A few members over the years have logged about their training in a chair. This guy was a wheelchair bodybuilder and this guy was a wheelchair powerlifter. Between the two of them, you should be able to cobble together some useful info.
First, get specific with the goals. If you're helping her, you can't "imagine" what she means. Laying out a specific goal is fundamental before figuring out a plan. Second, if "thinner"/fat loss is the goal, remember that nutrition will be just as important as the training.
Lastly, make sure you read this article for tips on how to handle giving her advice and how to approach this in general. Any experienced lifter, or trainer, will tell you that giving training/nutrition advice to your significant other is tricky at best, and it's stirring up a hornet's nest at worst.
Does she have any pre-existing shoulder issues or is it just a general concern in the back of your head? If there's no underlying problem, simple smart training (a well-designed program and good technique) would be the best precaution.
Though I do agree with Yogi, 5/3/1 pullovers is kinda dumb. I mean, I love pullovers as much as the next guy (ahem), but they really don't lend themselves to going heavy/low rep. It's hard to believe you can't think of another back exercise, even in this unique situation, that could be done.
5/3/1 is one way, sure, or you could consider something with more frequency like:
Mon: Vertical push/pull, moderate-heavy, 4-8 rep range
Tues: Horizontal push/pull light-moderate, 8-12 rep range
Thurs: Vertical push/pull, light-moderate, 8-12 rep range
Fri: Horizontal push/pull, moderate-heavy, 4-8 rep range
So basically: Shoulders (pressing), back (pulldowns), bis or tris; chest, back (rows), bis or tris; shoulders (lateral variations), back (pulldown variations), bis or tris; chest, back (row variations), bis or tris.
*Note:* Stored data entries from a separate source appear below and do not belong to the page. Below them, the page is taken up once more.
Issue #2069, opened 2020-07-13
Standardize rewards type


lrettig:
We use the type `big.Int` to store rewards, but everywhere else, including in the log statement at the bottom of this chunk, and in the API code, we use uint64. Can the reward amount ever be negative? If not, can we harmonize this type and move it all to uint64?

https://github.com/spacemeshos/go-spacemesh/blob/b49a23f5d839f0d2d24b5b4f34f2fd372eeb97e8/mesh/mesh.go#L691-L714

neysofu:
Resurrecting this just to document that we're set on using `uint64`. This decision seems to be final.

https://github.com/spacemeshos/go-spacemesh/issues/2718#issuecomment-941092617

Issue #2718, opened 2021-08-25
Account Balance: proper types to fit all possible amounts


brusherru:
@lrettig @avive
I want to ensure that the huge coin amounts can fit in the `uint64` type, that is used now to represent the account `Balance` type.
To answer this main question, I think we have to answer these questions:
- What is the limit for the total amount of coins?
- If there is no limit, what is the inflation plan, when the emission of coins become such small, that it almost can not meet the maximum value of the type?

So, if the total amount of coins is very much more than `18,446,744,073,709,551,615 Smidge` (`18446744.073709551615 SMH`). I can assume, that someday there might appear a rich guy (especially if the market cost of such amount of Smesh will not strive for infinity), that owns such amount or more and he still should be able to receive payments.

If there exists at least a smallest possibility that it is really possible, I think that we have to use a different type to store `Balance` (`*big.Int`) and, as a consequence, we should change `Amount` type in `types.proto` to something more spacious than just `uint64`.

P.S.
Balance type now: https://github.com/spacemeshos/go-spacemesh/blob/746c085fbf1a85c0226d5e82212a1113efb60320/common/types/account_state.go
Pay attention to the comment "TODO" in the file above. It was a BigInt some time ago: https://github.com/spacemeshos/go-spacemesh/issues/2192

avive:
@noamnelke

lrettig:
The planned supply cap will be around 2.4bn SMH. That's a couple of orders
of magnitude greater than the figure you cited, so yes, it seems like we do
need to use a big int.

>

dshulyak:
We should use https://github.com/holiman/uint256 then. I know there was some overhead in go-etheereum since big.Int uses a lot of dynamic allocations and is inefficient in this way, so they made their own library for uint256 type (unless it was changed lately).

brusherru:
So, we also have to decide how we can pass such amounts via GRPC. Just as a string / as two uint64 / something else.
And then, who will create issues to the relates repos? ;)

lrettig:
We could also just return the numbers from the API as a binary blob, as we already do with addresses

brusherru:
I thought about it a little and came to the opinion, that they should be returned as strings.

Here are the pros:
- the implementation of big numbers on the client-side (Smapp / Smrepl / something else) will not depend on the implementation of big numbers on the "back-end" (is it big-endian, little-endian, what part is an exponent, and so on)
- it is human-readable by default

[...]

PR #2864, opened 2021-10-06
[Merged by Bors] - Refactor `mesh.go` logic into `SVM.ApplyLayer`

### LINKED ISSUE #2831: Implement `ApplyLayer` in SVM package
```go
func (s *SVM) ApplyLayer(layerID types.LayerID, transactions []types.Transaction, rewards []types.Reward)
```
Method called when a layer is applied, after Hare/Tortoise validation. This functionality is currently spread across different places and I'm not sure it's atomic (it should be).

#### Note Regarding `types.Reward`
This may not be a suitable type for this method's parameter, as it holds much more information than is needed (likely only an address and amount are required). I've used it because it was there, but we should definitely consider creating a special type for this.

### Called From
- `mesh/mesh.go` -> `Mesh.applyState`

### Existing Functions
- `TransactionProcessor.ApplyRewards`
- `TransactionProcessor.ApplyTransactions`
- `TransactionProcessor.DB.Commit`
- `TransactionProcessor.GetStateRoot`

### SVM Functions
- `IncreaseBalance`
- `Deploy`
- `Spawn`
- `Call`
- `Commit`

neysofu:
## Motivation

Closes #2831. It also brings forward #2069 by replacing `big.Int` with `uint64` in a few places.

## Changes

This PR completely replaces the `mesh.go:txProcessor` API with `mesh.go:svm`, which adds the `ApplyLayer` method. Some logic is then moved into the `svm` package.

## Test Plan

Relying on the current testing infrastructure as no functional changes are expected.

## DevOps Notes


dshulyak:
it came up some time ago that we can't fit balance into 64 bits - https://github.com/spacemeshos/go-spacemesh/issues/2718#issuecomment-905974522 . if that's the case we should move not to uint64, but to big.Int or uint256/128 using custom lib. can we clarify that before moving forward with a proposed refactoring?

neysofu:
@dshulyak absolutely, I was under the impression that we wanted to move forward with `uint64`, my bad! Most of this refactoring is unrelated to reward types and the work that I've done already is easily reversible. I'll put it on hold. @noamnelke I'll keep this PR focused on `SVM.ApplyLayer` and not deal with reward types.

neysofu:
I see most of the code that I'm touching is still based on `*big.Int` (`uint64` as well, but we've established already that's not okay). I'm not sure if `*big.Int` the final decision, but I guess I should conform to that for all new code. @dshulyak what do you think?

dshulyak:
> I'm not sure if *big.Int the final decision, but I guess I should conform to that for all new code. @dshulyak what do you think?

i think the same. based on the latest observations it is safer to assume that we won't be able to use uint64

noamnelke:
Added this comment: https://github.com/spacemeshos/go-spacemesh/issues/2718#issuecomment-941092617

Let's use `uint64` 😃

activation/activationdb_test.go
```diff
@@ -67,52 +66,56 @@ func (m *MeshValidatorMock) HandleLateBlocks(_ context.Context, blocks []*types.
...
 }
 
-func (MockState) ApplyTransactions(types.LayerID, []*types.Transaction) (int, error) {
-	return 0, nil
+func (MockSVM) ApplyTransactions(types.LayerID, []*types.Transaction) ([]*types.Transaction, error) {
+	return []*types.Transaction{}, nil
 }
 
-func (MockState) ApplyRewards(types.LayerID, []types.Address, *big.Int) {
+func (MockSVM) ApplyLayer(layerID types.LayerID, transactions []*types.Transaction, rewards []types.AmountAndAddress) ([]*types.Transaction, error) {
```
countvonzero: nit: rm variable names

mesh/mesh.go
```diff
@@ -495,21 +494,117 @@ func (msh *Mesh) reInsertTxsToPool(validBlocks, invalidBlocks []*types.Block, l
...
 		}
 	}
 }
 
+type layerRewards struct {
+	types.LayerID
+	Total       uint64
+	LayerReward uint64
+	LayerFees   uint64
+	Blocks      []types.AmountAndAddress
```
countvonzero: why is it named Blocks?

common/types/transaction.go
```diff
@@ -134,6 +134,12 @@ type InnerTransaction struct {
 	Amount       uint64
 }
 
+// AmountAndAddress stores an amount together with an account's address.
```
countvonzero: maybe RewardInfo, RewardRecipient?
naming a struct by its contents may not be future-proof :)

mesh/mesh.go
```diff
@@ -495,21 +494,117 @@ func (msh *Mesh) reInsertTxsToPool(validBlocks, invalidBlocks []*types.Block, l
...
+	BySmesher   map[string][]int
```
countvonzero: what is this map storing?

mesh/mesh.go
```diff
@@ -495,21 +494,117 @@ func (msh *Mesh) reInsertTxsToPool(validBlocks, invalidBlocks []*types.Block, l
...
+
+func (lr *layerRewards) numBlocks() uint64 {
+	return uint64(len(lr.Blocks))
+}
+
+func (msh *Mesh) reportRewards(lr layerRewards) {
+	// Report the rewards for each coinbase and each smesherID within each coinbase.
+	// This can be thought of as a partition of the reward amongst all the smesherIDs
+	// that added the coinbase into the block.
+	for smesherString, idxs := range lr.BySmesher {
```
countvonzero: i am not sure. but it seems that data inside BySmesher and Blocks can be combined somehow to make this code more intuitive? i.e. loop over the coinbase instead of smesher+block-lookups

mesh/mesh.go
```diff
@@ -495,21 +494,117 @@ func (msh *Mesh) reInsertTxsToPool(validBlocks, invalidBlocks []*types.Block, l
...
 			// We ignore errors here, since they mean that the tx is no longer valid and we shouldn't re-add it
 			msh.With().Info("transaction from contextually invalid block re-added to mempool", tx.ID())
 		}
 	}
 }
 
+type layerRewards struct {
+	types.LayerID
+	Total       uint64
+	LayerReward uint64
```
countvonzero: what is the diff btwn TotalReward and LayerReward

mesh/mesh.go
```diff
@@ -495,21 +494,117 @@ func (msh *Mesh) reInsertTxsToPool(validBlocks, invalidBlocks []*types.Block, l
...
+	LayerFees   uint64
+	Blocks      []types.AmountAndAddress
+	BySmesher   map[string][]int
+}
+
+func (lr *layerRewards) numBlocks() uint64 {
+	return uint64(len(lr.Blocks))
+}
+
+func (msh *Mesh) reportRewards(lr layerRewards) {
```
countvonzero: perhaps use *types.layerRewards here and below to save copying struct. normally i wouldn't care for small/simple struct but here there are 3 copies made for log/report/write.

mesh/mesh.go
```diff
@@ -495,21 +494,117 @@ func (msh *Mesh) reInsertTxsToPool(validBlocks, invalidBlocks []*types.Block, l
...
+				Total:       lr.Total,
+				LayerReward: lr.LayerReward,
+				Coinbase:    lr.Blocks[idx].Address,
+				Smesher:     *smesher,
+			})
+		}
+	}
+}
+
+func (msh *Mesh) writeRewards(lr layerRewards) error {
```
countvonzero: any chance report and write can be combined? they seem to do the same loop, just slightly different output

mesh/mesh.go
```diff
@@ -495,21 +494,117 @@ func (msh *Mesh) reInsertTxsToPool(validBlocks, invalidBlocks []*types.Block, l
...
+		log.Uint64("total_reward_remainder", lr.Total%lr.numBlocks()),
+		log.Uint64("layer_reward_remainder", lr.LayerReward%lr.numBlocks()),
+	)
+}
+
 func (msh *Mesh) applyState(l *types.Layer) {
-	msh.accumulateRewards(l, msh.config)
-	msh.pushTransactions(l)
+	validBlockTxs := msh.extractUniqueOrderedTransactions(l)
+	fmt.Printf("CALLING APPLYSTATE with %d valid txs, layer %d \n", len(validBlockTxs), l.Index().Value)
```
countvonzero: rm or log?

svm/api.go
```diff
@@ -36,16 +36,31 @@ func (svm *SVM) SetupGenesis(conf *config.GenesisConfig) error {
...
+	_, err := svm.TransactionProcessor.Commit()
 	if err != nil {
 		return fmt.Errorf("cannot commit genesis state: %w", err)
 	}
 	return nil
 }
+
+// ApplyLayer should be called when a layer is applied, i.e. after Hare/Tortoise
+// verification.
+func (svm *SVM) ApplyLayer(layerID types.LayerID, transactions []*types.Transaction, rewards []types.AmountAndAddress) (failed []*types.Transaction, err error) {
```
countvonzero: can we avoid using named returned variables? i have seen too many subtle bugs like assignment by accident.

mesh/mesh.go
neysofu: Removed. This slipped through, it was never intended to make upstream.

mesh/mesh.go
neysofu: `Total` is `LayerReward` plus layer fees. I've removed `Total` and turned it into a method which calculates it on the fly.

mesh/mesh.go
neysofu: It was supposed to indexes into `Blocks`, but it was ugly as hell and confusing. I think it's better now.

mesh/mesh.go
```diff
@@ -48,9 +47,8 @@ type Validator interface {
 	ValidateLayer(context.Context, *types.Layer)
 }
 
-type txProcessor interface {
-	ApplyTransactions(layer types.LayerID, txs []*types.Transaction) (int, error)
-	ApplyRewards(layer types.LayerID, miners []types.Address, reward *big.Int)
+type svm interface {
```
noamnelke: Not sure the interface should be called `svm`. We should call it something based on the role of this object in the local context - possibly `state`. `state.ApplyLayer()` makes sense, all the other functions, too. SVM is just an implementation of the state component.

svm/api.go
```diff
@@ -12,8 +12,8 @@ import (
 
 // SVM is an entry point for all SVM operations.
 type SVM struct {
-	state *state.TransactionProcessor
-	log   log.Logger
+	*state.TransactionProcessor
```
noamnelke: I think this is a bad idea. The purpose of creating the `SVM` struct is to gain precise control over the methods it exposes. I think that this is a bad shortcut that will make the next phases of the SVM transition harder.

With this change, `SVM` exposes the same api as `TransactionProcessor` allowing us to use it in its place and making it harder to see what methods we still need to either implement in `SVM` or eliminate.

If there are methods that need to eventually be implemented in `SVM` - let's create them and call the matching method in `TransactionProcessor` explicitly. If there are methods that **don't** need to be there eventually, but handling them properly is unrelated to this PR - you can give them the same treatment, but add a `TODO` to remove them.

mesh/mesh.go
noamnelke: Also, most of the methods here make sense to be implemented in the `SVM`, with one exception: `ValidateAndAddTxToPool`. Does the transaction processor currently have access to the mempool? I think we should separate it, but not in this PR - for now you can implement this method - but add a `TODO` to remove it.

noamnelke (changes requested):

svm/api.go
neysofu: Ok, so to recap:

- `SVM` is not a good name for the interface. I understand your point, which makes sense. We can use `state` rather than the old `txProcessor`, I think that's okay.
- Exposing `SVM.TransactionProcessor` is simply a step towards full integration. This way, most of the code stays the same - because all previously used methods are also available on `SVM`. This was a plus in my book - incremental changes moving the abstraction layer from `txProcessor` to `SVM`, but of course the downside is that indeed you can lose track of where we are in the integration refactoring process.

neysofu: I'll undo this change and implement all methods on `SVM` directly, which will then call into `TransactionProcessor`. In a future PR, we can decide which methods to keep and which ones to discard; I'll make sure to leave a `TODO` note to help us remember. Sounds good?

mesh/mesh.go
```diff
@@ -944,18 +946,43 @@ func (msh *Mesh) accumulateRewards(l *types.Layer, params Config) {
...
+func (msh *Mesh) getCoinbasesAndSmeshers(l *types.Layer) (coinbasesAndSmeshers map[types.Address]map[string]uint64, coinbases []types.Address) {
+	coinbases = make([]types.Address, 0, len(l.Blocks()))
+	// the reason we are serializing the types.NodeID to a string instead of using it directly as a
+	// key in the map is due to Golang's restriction on only Comparable types used as map keys. Since
+	// the types.NodeID contains a slice, it is not comparable and hence cannot be used as a map key
+	// TODO: fix this when changing the types.NodeID struct, see https://github.com/spacemeshos/go-spacemesh/issues/2269
+	coinbasesAndSmeshers = make(map[types.Address]map[string]uint64)
+	for _, bl := range l.Blocks() {
+		if bl.ATXID == *types.EmptyATXID {
+			msh.With().Info("skipping reward distribution for block with no atx", bl.LayerIndex, bl.ID())
```
countvonzero, line 968: how is this possible?

mesh/mesh.go
```diff
@@ -944,18 +946,43 @@ func (msh *Mesh) accumulateRewards(l *types.Layer, params Config) {
...
+			continue
+		}
+		atx, err := msh.AtxDB.GetAtxHeader(bl.ATXID)
+		if err != nil {
+			msh.With().Warning("atx from block not found in db", log.Err(err), bl.ID(), bl.ATXID)
```
countvonzero, line 973: i think this should be error. these blocks have been previously verified

mesh/mesh.go
```diff
@@ -512,8 +510,50 @@ func (msh *Mesh) reInsertTxsToPool(validBlocks, invalidBlocks []*types.Block, l
...
+		}
+		failedTxs, svmErr = msh.state.ApplyLayer(l.Index(), validBlockTxs, rewardByMiner)
+		msh.logRewards(&rewards)
+		msh.reportRewards(&rewards, coinbasesAndSmeshers)
+
+		if err := msh.DB.writeTransactionRewards(l.Index(), coinbasesAndSmeshers, rewards.blockTotalReward, rewards.blockLayerReward); err != nil {
+			msh.Log.Error("cannot write reward to db")
+		}
+	} else {
+		msh.With().Info("no valid blocks for layer", l.Index())
```
countvonzero, line 540: is this log message correct? these are all valid blocks...

countvonzero, line 540: also, is this an error? is it possible that there is no coinbase for a layer?

mesh/mesh.go
```diff
@@ -944,18 +946,43 @@ func (msh *Mesh) accumulateRewards(l *types.Layer, params Config) {
...
+		if bl.ATXID == *types.EmptyATXID {
+			msh.With().Info("skipping reward distribution for block with no atx", bl.LayerIndex, bl.ID())
+			continue
+		}
+		atx, err := msh.AtxDB.GetAtxHeader(bl.ATXID)
+		if err != nil {
+			msh.With().Warning("atx from block not found in db", log.Err(err), bl.ID(), bl.ATXID)
+			continue
+		}
+		coinbases = append(coinbases, atx.Coinbase)
```
countvonzero, line 976: this list may contain duplicate elements. is that expected by the consumers?

mesh/mesh.go
neysofu: This whole portion was left untouched by the current PR. Maybe we can investigate in the future in a follow-up PR? I'm not really familiar with this code.

mesh/mesh.go
neysofu: Same as above, this is not super relevant but I think it should be addressed in a separate PR.

mesh/mesh.go
neysofu: Unsure; I left this untouched. I believe some tests were failing without custom handling in this `else` block (triggers division by zero). We can easily remove this if it proves not to be necessary.

neysofu: The log message is inside the `else` block, which deals with the situation where there are no (valid) blocks at all. I believe it's correct, am I missing something?

mesh/mesh.go
neysofu: I think it is, it definitely is for all reward calculation logic and `state` code. It's expected that a miner can submit more than one block per layer.

noamnelke (approved):
I think it looks good to merge. There's obviously lot's of follow up work. Will you create issues for everything and mention them in the epic?

neysofu:
On it!

neysofu:
bors try

neysofu:
bors merge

Remember that intervals on a hand bike could be as easy as X time forward, Y time backwards. Doesn't just have to be alternating slow and fast.
Instead of separate cardio sessions, you could tack on 10-20 minutes of "whatever" after each lifting session. Maybe invest in some boxing mitts and gloves and let her hit the pads. Does your gym have battle ropes? Or medicine balls and room to throw them? Resistance bands for a circuit/complex?